The bad boy of the brewing world, Lagunitas Brewing Company from Petaluma, Calif., makes no secret of the fact that it loves the bud-bearing plants. For those who don’t know, the hop plant used in beer and the marijuana plant both contain similar-looking buds and they are sisters in the plant kingdom. Marijuana, so I’ve heard, has some holistic healing properties, and hops are the magical bittering component of beer that balances the brew’s malt sweetness.
Lagunitas’s worship of the sister buds is part of the entire package. This beer company definitely has a sense of humour. This is encapsulated in its choice of beer names: Little Sumpin’ Sumpin’, Hop Stoopid and The Kronik. However, the American government forced it to change the label for The Kronik, even though California state authorities initially approved it. It seems government officials thought the name was too similar to a street term used by pot smokers for their green herb.
A brewery tour there this past summer taught me the secret of how Lagunitas is able to pack so much pungent hop aroma and flavour into its beers. The brew house puts the “high” in high-tech. The brew is pressurized with very little hop aroma escaping from the brew kettles, which is unlike most conventional brewhouses that don’t have sealed units. There are only three of these German built “Rolic” systems in North America. To describe this in terms stoners can understand, “dude, Lagunitas’s brew house is like putting hop buds in a vapourizer pipe”.
Lagunitas also has a secret weapon to pack more flavour into its beers. Partly through ingenuity, but mostly through necessity, head brewer Jeremy Marshall has developed the world’s first “hop cannon” for dry hopping. Dry hopping is a technique of adding more hops after the beer’s initial fermentation to make a beer taste drier and to add more hop aroma to it without imparting the bud’s bitterness.

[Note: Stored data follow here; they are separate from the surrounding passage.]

PR #4937, opened 2026-07-23
spike(storage): concurrent watch-refresh (default-off) — parallelize watch acquisition

bfollington:
## Why

Investigating mobile-Loom cold-load performance, we found that per-space watch
acquisition is **strict single-flight**: 0 overlapping `session.watch.add`
requests within a space across 154 round trips in two independent HAR captures.
Because traversal discovers cells incrementally, this turns into a long tail of
one-root-per-round-trip frames (roots/frame: min 1, **p50 1**), each paying a
full RTT. On estuary (~188 ms RTT floor) that dominates cold-load wall-clock —
the round-trip *count*, not payload size, is the bottleneck (responses are
~302 B median; the data itself is already loaded by a handful of root-closure
reads). This adds a default-off flag to overlap those refreshes.

## What changed

The serialization lived in **two layers**, and the one that's easy to spot from
the code isn't the binding one:

1. **`SpaceReplica` flush guard** (`runner/src/storage/v2.ts`) — one refresh
   flush per space, the next scheduled in the prior's `finally`. Now a **bounded
   in-flight window** (`CONCURRENT_WATCH_REFRESH_WINDOW = 8`) instead of a
   single-flight boolean: over-window batches stay coalesced and flush as slots
   free. With the flag off the window is 1, i.e. the original single-flight.
2. **`SpaceSession.runWatchMutation`** (`memory/v2/client.ts`) — the binding
   constraint; it chained every watch mutation's request *and* apply onto the
   previous one. Reworked into an **ordered issue phase** + **ordered apply
   phase**: the whole watch-mutation family (`watch.set` + `watch.add`) issues
   in request-issue order so wire order is preserved (`watch.add` never
   overtakes an earlier `watch.set`) and view application stays ordered, while
   the request/response wait no longer serializes. Eager requests get an
   immediate rejection handler.

Wiring is **per session, not a process global**: the runner mirrors the
`experimentalConcurrentWatchRefresh` storage setting onto each memory session
via `SpaceSession.setConcurrentWatchRefresh()` (optional-chained so test session
doubles are unaffected). Registered in `docs/development/EXPERIMENTAL_OPTIONS.md`.

Files:

- **`storage/interface.ts`** — `experimentalConcurrentWatchRefresh` storage setting.
- **`storage/v2.ts`** — bounded-window flush; single-flight when off.
- **`memory/v2/client.ts`** — ordered issue/apply split behind the per-session flag.

### Flag-off is behavior-identical

The default (flag-off) path is byte-for-byte the old behavior, including
microtask timing: `runWatchMutation` stays `async` and returns `await current`
in both branches. That boundary matters — an earlier version dropped the `await`
and a one-tick shift reordered schema interning during commit, breaking CFC
canonicalization idempotence in three suites. Preserved deliberately; don't
simplify it away.

## Status

Off by default, pending live measurement over real (estuary-latency) load; the
window size (8) is a tuning value. End state is graduation to always-on once
measured safe and beneficial, or removal if a render-side fix makes the
waterfall shallow enough that concurrency no longer pays.

## Test plan

```
deno test -A packages/runner/test/memory-v2-concurrent-watch-refresh.test.ts
deno test -A packages/memory/test/v2-concurrent-watch-refresh-test.ts
```

- **Runner** — `single-flight by default` caps concurrency at 1; with the flag
  on, concurrency reaches **exactly the window (8)** and over-window pulls stay
  queued until a slot frees. Event-driven (transport signals, no wall-clock
  sleeps).
- **Memory** (real server via loopback) — set-then-add preserves wire order
  `[watch.set, watch.add]`; overlapping `watch.add`s all resolve and later
  mutations on **every** watched root are delivered.
- **Regression** — the previously-flagged CFC idempotence suites
  (`cfc-persist-split`, `cfc-template-metadata-population`,
  `cfc-template-population`) and the related runner/memory watch suites all pass
  with the flag off. CI green, merge state clean.

---
<a href="https://app.blacksmith.sh/commontoolsinc/codesmith/labs/pr/4937"><picture><source media="(prefers-color-scheme: dark)" srcset="https://pr-comments-assets.blacksmith.sh/codesmith/view-with-codesmith-dark-v2.svg"><source media="(prefers-color-scheme: light)" srcset="https://pr-comments-assets.blacksmith.sh/codesmith/view-with-codesmith-light-v2.svg">View with Codesmith</picture></a> <a href="https://backend.blacksmith.sh/track/enable-autofix?expires=1787375879&installation_model_id=428580&pr_number=4937&repository=commontoolsinc%2Flabs&return_to=https%3A%2F%2Fgithub.com%2Fcommontoolsinc%2Flabs%2Fpull%2F4937&signature=10402cad233ae78ef433f86c1c7252b70511578b28462453779242d896dee536"><picture><source media="(prefers-color-scheme: dark)" srcset="https://pr-comments-assets.blacksmith.sh/codesmith/autofix-with-codesmith-dark.svg"><source media="(prefers-color-scheme: light)" srcset="https://pr-comments-assets.blacksmith.sh/codesmith/autofix-with-codesmith-light.svg">Autofix with Codesmith</picture></a>

---
## Summary by cubic
Adds an experimental, default-off concurrent watch-refresh with a bounded in-flight window (8) to parallelize per-space watch acquisition while keeping wire and apply order stable. With the flag off, behavior remains strict single-flight.

- **New Features**
  - Added `experimentalConcurrentWatchRefresh` in `IRemoteStorageProviderSettings`; runner mirrors it per session via `SpaceSession.setConcurrentWatchRefresh()` (not global).
  - Storage enforces a bounded window (`CONCURRENT_WATCH_REFRESH_WINDOW=8`): coalesces when full and flushes as slots free; single-flight is window=1.
  - Memory client routes both `watch.set` and `watch.add` through ordered issue and ordered apply phases to preserve `[set → add]` wire order and serialize view application; adds immediate rejection handlers; flag-off path unchanged.
  - Documented in `docs/development/EXPERIMENTAL_OPTIONS.md`, including a dated status line (“Status on 2026-07-24”).

- **Tests**
  - Runner tests: default caps at 1; with the flag on, concurrency reaches exactly the window and pending batches stay queued until a slot frees.
  - Memory tests: `[watch.set, watch.add]` wire order is preserved; overlapping `watch.add`s resolve and later mutations on all watched roots are delivered.

<sup>Written for commit 3ccd1b2014eaa41eda83b31a2a0be45800f17ed0. Summary will update on new commits.</sup>

<a href="https://cubic.dev/pr/commontoolsinc/labs/pull/4937?utm_source=github" target="_blank" rel="noopener noreferrer" data-no-image-dialog="true"><picture><source media="(prefers-color-scheme: dark)" srcset="https://www.cubic.dev/buttons/review-in-cubic-dark.svg"><source media="(prefers-color-scheme: light)" srcset="https://www.cubic.dev/buttons/review-in-cubic-light.svg">Review in cubic</picture></a>

### DIFF
--- a/docs/development/EXPERIMENTAL_OPTIONS.md
+++ b/docs/development/EXPERIMENTAL_OPTIONS.md
@@ -43,6 +43,7 @@ was last checked against the code.
 | [`cfcLabelMetadataProtection`](#cfclabelmetadataprotection) | `RuntimeOptions.cfcLabelMetadataProtection` | `off` | Bernhard Seefeld (#4638) | `observe` (divergence counting) first, then `enforce` | implemented, staged rollout |
 | [`conflictAdmissionMode`](#conflictadmissionmode) | `CF_CONFLICT_ADMISSION` env, or `setConflictAdmissionMode()` | `off` | William Kelly (#4237) | keep as a tuning dial or remove after re-measurement | implemented, off by default, measured net-negative or neutral |
 | [`syncSchemaTableV2`](#syncschematablev2) | `setSyncSchemaTableConfig()` (negotiated per connection) | on | Ben Follington (#4292) | retire the negotiation once every peer speaks v2 | implemented, on by default |
+| [`experimentalConcurrentWatchRefresh`](#experimentalconcurrentwatchrefresh) | `IRemoteStorageProviderSettings` (runner mirrors it onto the session via `setConcurrentWatchRefresh()`) | off | Ben Follington (#4937) | graduate to always-on after live measurement, or remove if superseded | implemented behind the flag, off by default, not yet measured over real latency |
 | [`cfcRenderCeiling`](#cfcrenderceiling) | `commonfabric.cfcRenderCeiling()` in the browser (localStorage) | off | Bernhard Seefeld (#4550) | graduate once exchange resolution lands | implemented, off by default, dogfood only |
 | [`fuseNfsCacheTuning`](#fusenfscachetuning) | `cf fuse mount --attrcache-timeout <whole seconds; 0 = untuned>` or `--noattrcache` | cf adds `attrcache-timeout=1` (one second) to FUSE-T mounts | Ian Hickson | keep the default; shrink the exec.ts listing-recheck delay once the default has field-soaked | implemented, on by default for FUSE-T, soak-validated |
 
@@ -601,6 +602,36 @@ the per-epic implementation notes).
 >   keeps its write gate failing closed. It was added by Bernhard Seefeld in
 >   "server-side commit-time row-label re-derivation (Epic E4, Phase 3.c)"
 >   (#4552). It is permanent.
+
+### `experimentalConcurrentWatchRefresh`
+
+- **Toggle via.** `experimentalConcurrentWatchRefresh` on
+  `IRemoteStorageProviderSettings`
+  ([`packages/runner/src/storage/interface.ts`](../../packages/runner/src/storage/interface.ts)),
+  passed through `StorageManager` settings. The runner mirrors it onto each
+  memory session via `SpaceSession.setConcurrentWatchRefresh()`
+  ([`packages/memory/v2/client.ts`](../../packages/memory/v2/client.ts)) —
+  per-session, not a process global.
+- **Added by.** Ben Follington (#4937).
+- **Purpose.** By default watch acquisition is strict single-flight per space: a
+  guard holds every watch refresh after the first until the prior response
+  lands, so traversal-driven pulls discovered a tick apart serialize into
+  one-round-trip-each frames even when nothing depends on the prior response. On
+  a high-RTT link this dominates cold-load wall-clock. With the flag on,
+  refreshes overlap up to a bounded window (`CONCURRENT_WATCH_REFRESH_WINDOW`,
+  currently 8) in `storage/v2.ts`, and the memory client issues the whole
+  watch-mutation family (`watch.set` + `watch.add`) in an ordered issue phase so
+  wire order is preserved and application stays ordered. Same-tick microtask
+  coalescing is unchanged.
+- **Current default and planned end state.** Off by default. It is a spike
+  pending live measurement on a real (estuary-latency) load; the window size is
+  a tuning value. End state is either graduation to always-on with a settled
+  window, or removal if the render-side fix (initial-render descent) makes the
+  waterfall shallow enough that concurrency no longer pays.
+- **Status.** Implemented behind the flag, off by default; not yet measured
+  end-to-end over real latency.
+- **Path to removal.** Graduate to always-on once measured safe and beneficial,
+  or remove if superseded by reducing the round-trip count at the source.
 
 ---
 
--- a/docs/development/EXPERIMENTAL_OPTIONS.md
+++ b/docs/development/EXPERIMENTAL_OPTIONS.md
@@ -628,8 +628,8 @@ the per-epic implementation notes).
   a tuning value. End state is either graduation to always-on with a settled
   window, or removal if the render-side fix (initial-render descent) makes the
   waterfall shallow enough that concurrency no longer pays.
-- **Status.** Implemented behind the flag, off by default; not yet measured
-  end-to-end over real latency.
+- **Status on 2026-07-24.** Implemented behind the flag, off by default; not yet
+  measured end-to-end over real latency.
 - **Path to removal.** Graduate to always-on once measured safe and beneficial,
   or remove if superseded by reducing the round-trip count at the source.
 
--- a/packages/memory/test/v2-concurrent-watch-refresh-test.ts
+++ b/packages/memory/test/v2-concurrent-watch-refresh-test.ts
@@ -1,0 +1,146 @@
+/**
+ * Memory-client guarantees for `concurrentWatchRefresh` (set by the runner from
+ * the `experimentalConcurrentWatchRefresh` storage setting):
+ *
+ *  1. Wire order across the whole watch-mutation family is preserved — an eager
+ *     `watch.add` never overtakes an earlier `watch.set` (the bug the ordered
+ *     issue phase fixes).
+ *  2. Overlapping watch.adds through the REAL server all resolve, and later
+ *     mutations on every watched root are delivered.
+ *
+ * Event-driven (no wall-clock sleeps): a deterministic microtask drain settles
+ * the loopback pipeline.
+ */
+import { assertEquals } from "@std/assert";
+import { connect, loopback, type Transport } from "../v2/client.ts";
+import { Server } from "../v2/server.ts";
+import type { EntitySnapshot, WatchSpec } from "../v2.ts";
+import {
+  testSessionOpenAuthFactory,
+  testSessionOpenServerOptions,
+} from "./v2-auth-test-helpers.ts";
+
+async function drainMicrotasks(turns = 50): Promise<void> {
+  for (let i = 0; i < turns; i++) await Promise.resolve();
+}
+
+/** loopback transport that records the type of each client->server message. */
+function recordingLoopback(server: Server, wire: string[]): Transport {
+  const inner = loopback(server);
+  return {
+    send(payload: string) {
+      if (payload.includes('"session.watch.set"')) wire.push("watch.set");
+      else if (payload.includes('"session.watch.add"')) wire.push("watch.add");
+      return inner.send(payload);
+    },
+    close: () => inner.close(),
+    setReceiver: (r) => inner.setReceiver(r),
+    setCloseReceiver: (r) => inner.setCloseReceiver?.(r),
+  };
+}
+
+const rootSpec = (id: string): WatchSpec => ({
+  id,
+  kind: "graph",
+  query: { roots: [{ id, selector: { path: [], schema: false } }] },
+});
+
+Deno.test("concurrent refresh preserves wire order: watch.add never overtakes watch.set", async () => {
+  const server = new Server({
+    ...testSessionOpenServerOptions,
+    store: new URL("memory://concurrent-refresh-order"),
+    subscriptionRefreshDelayMs: 0,
+  });
+  const wire: string[] = [];
+  const client = await connect({ transport: recordingLoopback(server, wire) });
+  const space = "did:key:z6Mk-concurrent-refresh-order";
+  const session = await client.mount(space, {}, testSessionOpenAuthFactory);
+  session.setConcurrentWatchRefresh(true);
+  try {
+    // set then add issued in the SAME turn. Under the old eager-add spike the
+    // add reached the wire first; the ordered issue phase must keep [set, add].
+    const set = session.watchSetSync([]);
+    const add = session.watchAddSync([]);
+    await Promise.all([set, add]);
+    assertEquals(wire, ["watch.set", "watch.add"], "wire order preserved");
+  } finally {
+    await client.close();
+    await server.close();
+  }
+});
+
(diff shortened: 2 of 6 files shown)


bfollington (commented):

Scope: four-file concurrent watch-refresh spike · coverage: deep-read of the changed paths plus the memory client/server ordering and selector-tracker invariants · checks: targeted experiment **passed** (2/2), the five named regression files **passed** (60 steps), `deno check` **passed**, `deno lint` **passed**, `deno fmt --check` **failed**.

The measured mechanism is credible, and request-issue order is the correct application order **under the current protocol**: `WebSocketTransport.send()` emits ordered WebSocket frames, while `Connection.receive()` serializes the server side through `#receiving` before `watchAdd()` mutates `session.graphs`, `session.watches`, and `lastSyncedSeq`. The selector tracker is not the ordering guarantee—disjoint selectors for the same document can both proceed—but the second server mutation builds on the first, and the client applies them in that same order. Applying by response arrival or `serverSeq` would add no correctness here. This dependency should be made explicit and tested, because removing either transport ordering or the server receive queue would invalidate the design.

## 🔴 Blocking before merge

1. **[major] `packages/runner/src/storage/v2.ts:2249-2293` — concurrent mode removes all backpressure.** With the flag on, every batch discovered in a later microtask starts immediately; `#watchRefreshFlushing` becomes inert. The motivating trace has 154 round trips, so this can turn into 154 outstanding client requests and 153 queued server receives, with no bound other than traversal size. Same-tick coalescing does not constrain incrementally discovered waves. Replace the boolean with an in-flight count/window (and drain the coalesced pending batch when a slot opens), then test both overlap and the maximum. **Verified from the scheduling path.**

2. **[major] `packages/memory/v2/client.ts:36-44,666-685` / `packages/runner/src/storage/interface.ts:321-331` — the advertised setting is not an end-to-end setting.** `experimentalConcurrentWatchRefresh: true` only lifts the runner guard; overlap still requires the unrelated exported module-global setter. Conversely, setting that global affects every client/storage manager in the process and the new test leaves it enabled. Since `watchAddSync` has only this production caller, pass the behavior per call (or per session) from `SpaceReplica`, remove the ambient mutable global, and register the flag in `docs/development/EXPERIMENTAL_OPTIONS.md` as required by the central registry. **Verified by call-site search and the test’s final global state.**

3. **[major] `packages/runner/test/memory-v2-concurrent-watch-refresh.test.ts:154-203` — the test uses wall-clock sleeps to infer progress and bypasses the protocol invariant it needs to guard.** The 25/60/10/20 ms waits can fail a healthy run under load, and `HoldingTransport` never exercises the real connection receive queue, persistent server watch set, or later subscription delivery. Drive it with transport signals and deterministic microtask barriers; release requests individually rather than polling/releasing on a clock. Add a loopback/server test that issues multiple additions, then mutates every watched root and proves all later updates arrive in order. **Verified; the test passes locally, but violates `docs/development/waiting-in-tests.md`.**

4. **[minor] The new test file is not formatted, so the aggregate Check job is red.** `deno fmt --check` reports four formatting regions in `memory-v2-concurrent-watch-refresh.test.ts`; local reproduction matches CI. **Verified locally and from CI logs.**

## 🟡 Improvement

- The concurrency test currently accepts `maxConcurrent >= 2`, although the experiment and description claim four-way overlap. Once a bounded production window is chosen, assert the exact intended maximum and add a reversed-response synthetic case to pin the client mutation-chain behavior independently of the real transport’s ordered responses.

**Verdict:** useful spike with a sound ordering theory, but not merge-ready until concurrency is bounded, the flag is scoped/wired coherently, and the timing-based synthetic test is replaced or supplemented with an event-driven protocol-level regression.

bfollington (commented):
_cf-review follow-up via Codex (GPT-5), on behalf of @bfollington_

One additional blocker surfaced after exercising the PR's actual mutation queue. This supplements the earlier cf-review rather than repeating it.

## 🔴 Blocking

**[major] `packages/memory/v2/client.ts:683-685` — the eager add can overtake an already-queued `watch.set`, so server and client watch state diverge.**

`runWatchMutation()` starts its `work` from a promise continuation. With concurrent refresh enabled, `watchAddSync()` instead calls `sendRequest()` immediately, before entering that continuation. I reproduced this exact sequence against the changed client:

```ts
const set = session.watchSetSync([]);
const add = session.watchAddSync([]);
await Promise.all([set, add]);
```

The transport receives:

```text
session.watch.add
session.watch.set
```

The server serializes `Connection.receive()` in that wire order, so its final watch set is the `set` payload. The client still runs the mutation callbacks in call order, applies `set` and then `add`, and records `#watchSpecs` as set-plus-add. That directly contradicts the comment that request-issue order and ordering guarantees are preserved.

This is not only a public-API corner: during a non-resumed reconnect, `restore()` calls `watchSetSync(this.#watchSpecs)` after `hello()` has already marked the client connected, so a concurrent pull can issue an eager `watch.add` across the restore-time set.

Please give every watch mutation an issue-order reservation. For example, split the queue into an ordered request-issue phase and an ordered apply phase, allowing adjacent adds to pipeline only after all earlier mutations (especially `watch.set`) have been issued. Add a regression that calls set then add in one turn and asserts both wire order and the final server/client watch set.

The same split should attach a rejection handler to every eager request immediately. Today a later eager request can reject while an earlier mutation is still pending, leaving the eager promise temporarily unhandled even though the returned mutation-chain promise has a catch.

**Verified** with a focused test against commit `0d79be1bb537d6a18b552d5440295f1084c26e07`; it fails with actual wire order `[watch.add, watch.set]`.

**Verdict:** the pipelining mechanism is promising, but the current queue split changes watch semantics and is not safe to enable until request ordering is preserved across the whole watch-mutation family.

bfollington (commented):
_cf-review re-review via Codex (GPT-5), on behalf of @bfollington_

Scope: latest head `d426092c` · coverage: deep-read of the issue/apply queues, runner window/drain path, flag wiring, docs, and both new test files · checks: 4 new tests passed; 5 named regression files passed (60 steps); fmt/lint/check passed; three additional runner regression files failed exactly as CI reports.

The prior findings are substantively addressed: the window is bounded at 8, the flag is per session and documented, set/add wire order is preserved, eager rejections are handled, and the new tests no longer use wall-clock sleeps.

## 🔴 Blocking

**[major] `packages/memory/v2/client.ts:936-977` — the flag-off path lost the old async return boundary, so it is not behavior-identical and currently breaks three runner suites.**

The old `runWatchMutation()` was `async` and returned `await current`; the replacement is synchronous and returns `current` directly in both branches. Even with `#concurrentWatchRefresh === false`, that changes when the caller resumes relative to storage synchronization. The observable result is that CFC envelopes are re-materialized with a different property insertion order after a supposedly idempotent recomputation.

Verified in both directions:

- Previous PR head `0d79be1b`: all three pass.
- Latest head `d426092c`: all three fail locally, matching CI's failed runner shards 1–3:
  - `cfc-persist-split.test.ts` — “keeps re-derivation idempotent per class”
  - `cfc-template-metadata-population.test.ts` — “recompute with metadata templates present is a no-op”
  - `cfc-template-population.test.ts` — “recompute with templates present is a no-op”
- Minimal patch: make `runWatchMutation` `async` again and use `return await current` in both branches. With only that change, all 58 steps in those three files pass, and all four new concurrency tests still pass.

Please preserve that original async boundary while keeping the new issue/apply split. This PR's stated contract is no flag-off behavior change, and the current head demonstrably violates it.

## 🟡 Improvements

- `packages/memory/test/v2-concurrent-watch-refresh-test.ts:8-9,117-136` says later mutations on **every** watched root are delivered, but the test updates only `ids[0]`. Mutate/assert every id so a server watch set that accidentally retains only one acquisition cannot pass.
- `packages/runner/test/memory-v2-concurrent-watch-refresh.test.ts:167-179` replaces wall-clock polling with a capped 100-iteration retry loop. The transport already owns the relevant events; expose/release individual held requests and await `receivedAtLeast()` checkpoints so completion is signal-driven rather than dependent on an iteration budget.

**Verdict:** nearly ready; the concurrency design now looks coherent, but the default-off async-boundary regression is blocking and already red in CI.

bfollington:
Thanks for the thorough re-review — all points addressed. Also rebased the branch onto main (it was based on the stale loom-stable-2026-07-20 tag; the rebase was clean — none of main's commits to these files touched the watch-refresh path). Latest head e031cbe5f, CI green.

Blocking (re-review): flag-off async boundary
Fixed exactly as suggested — runWatchMutation is async again and returns await current in both branches, so the flag-off path's microtask timing is identical to the pre-concurrency code while keeping the new issue/apply split. Confirmed all three named suites pass on the fixed head (58 steps, 0 failed): cfc-persist-split, cfc-template-metadata-population, cfc-template-population. The four new concurrency tests still pass.

Nice catch — and agreed on the root cause: the missing await tick shifted when schemas intern during the commit, and that canonicalization's property order is insertion-order-dependent, so an idempotent recompute serialized keys differently. The flag-off path is now timing-neutral.

Improvements
Loopback delivery (v2-concurrent-watch-refresh-test.ts): now mutates and asserts every watched root — consumes the subscription until all five reach n=1, so a watch set that retained only one acquisition fails.
Runner drain (memory-v2-concurrent-watch-refresh.test.ts): replaced the capped retry loop with a signal-driven drain — after each release it races "all pulls settled" vs receivedAtLeast(count+1) (next batch sent), no iteration/time budget.
Prior blocking items (from the first two reviews), for completeness
Backpressure: single-flight boolean replaced by a bounded in-flight window (CONCURRENT_WATCH_REFRESH_WINDOW = 8); over-window batches stay coalesced and flush as slots free. Test asserts concurrency caps at exactly the window (and single-flight at 1).
End-to-end flag: the process-global is gone; the memory session gets a per-session setConcurrentWatchRefresh(), mirrored from the storage setting by the runner (optional-chained so test session doubles are unaffected). Registered in docs/development/EXPERIMENTAL_OPTIONS.md.
Ordering across the family: both watchSetSync and watchAddSync route through the ordered issue/apply phases; set-then-add preserves wire order [watch.set, watch.add] (verified against the real server via loopback), and every eager request gets an immediate rejection handler.
Event-driven tests: no wall-clock sleeps; transport signals + deterministic microtask barriers.
Ready for another look when you have a moment.

bfollington (commented):
_cf-review re-review via Codex (GPT-5), on behalf of @bfollington_

Scope: latest head `e031cbe5` · coverage: deep-read of the six-file PR diff against its rebased base, including the memory issue/apply queues, server receive-order invariant, runner window and drain path, per-session flag wiring, docs, and both new test files.

## No blocking findings

The prior blocker is fixed correctly. `runWatchMutation()` is async again and uses `return await current` in both branches, restoring the original flag-off continuation boundary while retaining the concurrent issue/apply split. The bounded window, per-session flag, whole-family set/add issue ordering, immediate eager-rejection handling, and event-driven test drains all remain coherent.

Verification on this exact head:

- New concurrency suites: **4 passed, 0 failed**.
- Previously regressing CFC suites: **11 groups / 58 steps passed, 0 failed**.
- Five related runner regression files: **21 groups / 60 steps passed, 0 failed**.
- `deno fmt --check`, `deno lint`, and `deno check` on the changed files: **passed**.
- GitHub CI: all required checks are green; merge state is clean.

## Non-blocking housekeeping

The hand-written PR description is stale: it still says the memory toggle is a module-global measurement scaffold, concurrency is fully unbounded, the old flush boolean remains dangling, and the test plan covers only the original runner test. The implementation now has per-session wiring, an 8-request window, an in-flight counter, memory protocol coverage, and the restored flag-off boundary. Please refresh the description before taking the PR out of draft so reviewers do not evaluate the superseded design.

**Verdict:** clean from a code-review perspective. The PR remains explicitly draft/default-off pending the live-latency measurement already called out in the description and experimental-options registry.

Lagunitas is in the heart of Sonoma wine country and with the rapid expansion of its brewery, the company had to put some of its fermenting tanks outside. Beer requires the utmost cleanliness during the brewing process, and having these tanks open to wild yeasts in the air from all the nearby wineries, even briefly, puts the beers at risk of infection. There’s also the danger of working on ladders in all sorts of inclement weather. Marshall found a way to dry hop under pressure by blasting a stream of hops into the giant sealed tanks of beer. Looking like something out of Back to the Future, this cannon has a cryogenic portion that freezes the hops before their addition to the tanks. This gadget has been a great source of laughs around the brewery, especially when a brewer is shooting hops into the tanks — it sounds like a casino slot machine making a payoff.
Lagunitas brews some entertaining suds; here are some of my favourites:
Lagunitas Pilsner: (5.3 per cent alcohol content) Malty, spicy, tangy and delicious. I can’t see anyone wanting to drink a Heineken ever again after one of these.
Lagunitas Imperial Stout: (8 per cent) Big, black and belligerent, a great homage to the Russian Queen of stout styles.
Lagunitas Hop Stoopid: (8 per cent) This beer starts and ends with large amounts of hop flavour.
All these Lagunitas brews and many more are available in our local market. If you’re looking for a local buzz to the suds, Lagunitas actually buys the barley (malt) for their beers from Alberta farmers.